On Wednesday, Kate Migliaccio-Grabill, a spokesperson for the United States Department of Health and Human Services, confirmed that the agency’s Office for Human Research Protections was conducting an investigation into the psychiatric institute.
About two weeks before the federal injunction, on June 12, the institution “voluntarily paused all studies that included ongoing interactions with human subjects,” according to Carla Cantor, the organisation’s head of communications. There were a total of 417 studies impacted by the ruling, with 198 maintaining active enrollment. 124 of them are supported by the federal government.
Research has been suspended, which is rare for the U.S. regulatory agency, suggesting that there may have been widespread breaches of safety rules throughout the organisation. According to the institute’s website, there are around 500 active investigations with a total budget of $86 million.
An investigation was launched when a participant in a research conducted by Dr. Bret R. Rutherford, an associate professor of psychiatry at Columbia University, committed himself while using the Parkinson’s disease medicine levodopa to address depression and mobility issues in the elderly.

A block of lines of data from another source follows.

PR #173, opened 2023-07-26
feat(react-components): Add optional `email` field to `FeedbackDialog`

insmac:
Add an optional email field to the feedback form, so that the team can reach back to Web Console users (Cloud Feedback has email in the payload by default).

### DIFF
--- a/packages/react-components/src/components/FeedbackDialog/index.tsx
+++ b/packages/react-components/src/components/FeedbackDialog/index.tsx
@@ -6,6 +6,7 @@ import { Card } from "../Card";
 import { ForwardRef } from "../ForwardRef";
 import { Loader } from "../Loader";
 import { Overlay } from "../Overlay";
+import { Input } from "../Input";
 import { TextArea } from "../TextArea";
 import { Text } from "../Text";
 import Joi from "joi";
@@ -14,12 +15,19 @@ import { Undo } from "../icons/undo";
 import styled from "styled-components";
 
 type Values = {
+  email: string;
   message: string;
 };
 
 const minLength = 20;
 const maxLength = 1000;
 const schema = Joi.object({
+  email: Joi.string()
+    .email({ tlds: { allow: false } })
+    .messages({
+      "string.base": "Please enter an email address, it is required",
+      "string.email": "Please enter a valid email address",
+    }),
   message: Joi.string()
     .min(minLength)
     .max(maxLength)
@@ -33,15 +41,26 @@ const schema = Joi.object({
     }),
 });
 
+const FormControl = styled.div`
+  display: grid;
+  gap: 1rem;
+  width: 100%;
+`;
+
 const ChatIcon = styled(Chat)`
   color: ${({ theme }) => theme.color.foreground};
 `;
 
 const StyledDialogContent = styled(AlertDialog.Content)`
+  display: grid;
+  gap: 1rem;
   background: #282a36;
 `;
 
 const StyledCardContent = styled(Card.Content)<{ withAfterMessage: boolean }>`
+  display: grid;
+  gap: 1rem;
+  width: 100%;
   ${({ withAfterMessage }) => !withAfterMessage && `padding-bottom: 0`}
 `;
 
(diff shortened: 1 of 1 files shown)


packages/react-components/src/components/FeedbackDialog/index.tsx
```diff
@@ -155,15 +183,17 @@ export const FeedbackDialog = ({
...
                 { message: e.target.message.value },
-                "message"
+                ["email", "message"]
               );
               if (Object.keys(errors).length === 0) {
                 onSubmit({
+                  email: withEmailInput ? e.target.email.value : undefined,
                   message: e.target.message.value,
                 });
+                setOpen(false);
```
argshook, line 196: i think `Props['onSubmit']` should require a Promise. This way `setOpen(false)` could be closed only when `onSubmit` resolves successfully.

In case of error, the dialog would still be open and user could see error message

packages/react-components/src/components/FeedbackDialog/index.tsx
```diff
@@ -194,10 +224,35 @@ export const FeedbackDialog = ({
...
+                    <Input
+                      name="email"
+                      type="email"
+                      placeholder="Your e-mail"
+                      autoFocus
+                    />
+                  )}
+                  {withEmailInput && (
+                    <Text color="comment">
+                      Providing an e-mail address is optional, but if you do so,
```
argshook, line 238: the more i think about this, the more i lean to idea that additional fields should be rendered via a render prop which is provided by user and not hardcoded in the component.

Consider a case where we want to change this text. Changing it would
involve PR and release of `@questdb/react-components` as well as a
release of the consumer code.

Maybe something like this instead?

```
<FeedbackDialog
  onSubmit={(values) => {
    return Promise.resolve()
    // or, in case of failure
    return Promise.reject({ errors: [] })
  }}>
  {(Field) => (
    <Field label="Your email" info="Providing an e-mail address is optional...">
      <Input type="email" name="email" />
    </Field>
  )}
</FeedbackDialog>
```

wdyt?

argshook (commented):
the current implementation in this PR will work and should hold for a bit, but being conscious of the movements in UI, we might want to consider making this bit a bit more dynamic and component-y.

Throwing some ideas in comments

packages/react-components/src/components/FeedbackDialog/index.tsx
insmac: @argshook I thought about this and I like your idea, but there are two things I have issues with:

1. Fields are closely tied with API implementation in `saas-client`. My thinking is because of this, making the UI part dynamic will still involve changes & deployment of the Cloud UI, and therefore I'm not sure if it's worth future-proofing the code to that extent _with the current API implementation_. 
2. Render prop would mean that we need to make sure rendering is aligned with the rest of the `<FeedbackDialog`>` - in the current, simple solution, we know that it will be displayed the way is meant to be (i.e. no accidental positioning / width / padding issues).

packages/react-components/src/components/FeedbackDialog/index.tsx
```diff
@@ -14,12 +15,19 @@ import { Undo } from "../icons/undo";
...
 type Values = {
+  email: string;
   message: string;
 };
 
 const minLength = 20;
 const maxLength = 1000;
 const schema = Joi.object({
+  email: Joi.string()
+    .email({ tlds: { allow: false } })
```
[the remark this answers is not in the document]
insmac: My understanding is that if I don't pass `required()` explicitly, the schema is still valid when `withEmailInput` is false, at least I've been able to get to the request phase, but I'll double check.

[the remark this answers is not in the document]
insmac: Confirmed that `allow(undefined)` is not required if the field is not explicitly defined as `.required()`

packages/react-components/src/components/FeedbackDialog/index.tsx
argshook: okay, let's roll with it for now and we'll see when or if we need to augment current code!

argshook (approved):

According to Ms. Cantor, Dr. Rutherford resigned from the institution on June 1 and is no longer a member of the psychiatry department at Columbia University. Dr. Rutherford ignored messages left at his home and workplace seeking comment.

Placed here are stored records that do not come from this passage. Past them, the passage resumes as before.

PR #175, opened 2023-07-28
chore(web-console): Remove Handlebars

insmac:
Remove the unnecessary template loader and resort to standard HTML.


argshook (approved):
lovely! :heart:

PR #179, opened 2023-07-31
chore(web-console): Assets cleanup

insmac:
This PR removes unused, outdated, or unnecessarily heavy assets and code:

- Remove Bootstrap, as it's no longer used except for small parts in Form, where it can be replaced with simple custom styling
- Remove unused imported SCSS files (buttons, old import styling, etc)
- Remove fontawesome package (this alone appears to shave off half of the CSS bundle)
- Remove unused CSS classes.

Cypress snapshot run yielded no diff at my local machine between `main` and this branch.

### DIFF
--- a/packages/web-console/CHANGELOG.md
+++ b/packages/web-console/CHANGELOG.md
@@ -16,17 +16,32 @@ and this project adheres to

Ms. Cantor, when asked about the alleged suicide, declined to acknowledge that a death had happened during a clinical experiment, citing health privacy rules as the reason the institute could not share any information about research participants.
She revealed that the state’s Office of Mental Health, which runs the institution, had submitted a revised research safety plan to the federal government for approval so that federally sponsored studies may continue. Additionally, it is next month that it will finish its safety evaluation of privately sponsored human research trials.
An external audit of all federally sponsored research was sought by the NIH after the first audit of the Rutherford facility, she added.
Amanda Fine, an N.I.H. spokesperson, said the organisation is cooperating fully with the Office of Human Research Protections, which is conducting an investigation. She stated N.I.H. policy prohibits them from commenting on investigations.
Spectrum, a news site devoted to autism studies, had already reported on the subject’s suicide. However, the U.S. agency’s decision to demand a wider stop to additional investigations was not previously made public.
Starting in 2018, with $736,579 from the National Institute of Mental Health, a study with levodopa for late-life depression sought to enrol 90 persons over the age of 60 who had mild to moderate depression and a slower gait.
Records submitted to government monitoring authorities show that the team started with 61 members but lost 20 due to attrition or eligibility issues. The remaining 31 were randomly split into two groups, one receiving levodopa and the other receiving a placebo.
Researchers reported the suicide death of a participant in the placebo arm of the study on the website clinicaltrials.gov under the title “serious adverse events.”
Dr. Rutherford and his co-authors published many publications based on the research, noting that the administration of levodopa, which elevates dopamine levels, improved mobility, processing speed, and the absence of depressive symptoms.
Johns Hopkins University was forced to halt almost all federally funded medical research involving human beings in 2001 when a volunteer died after inhaling an unauthorised asthma medication, per an order from the Office for Human Research Protections.
Human subject research at the University of Oklahoma was briefly halted in 2000 after an inquiry revealed that patients had been injected with a vaccine created by untrained laboratory staff.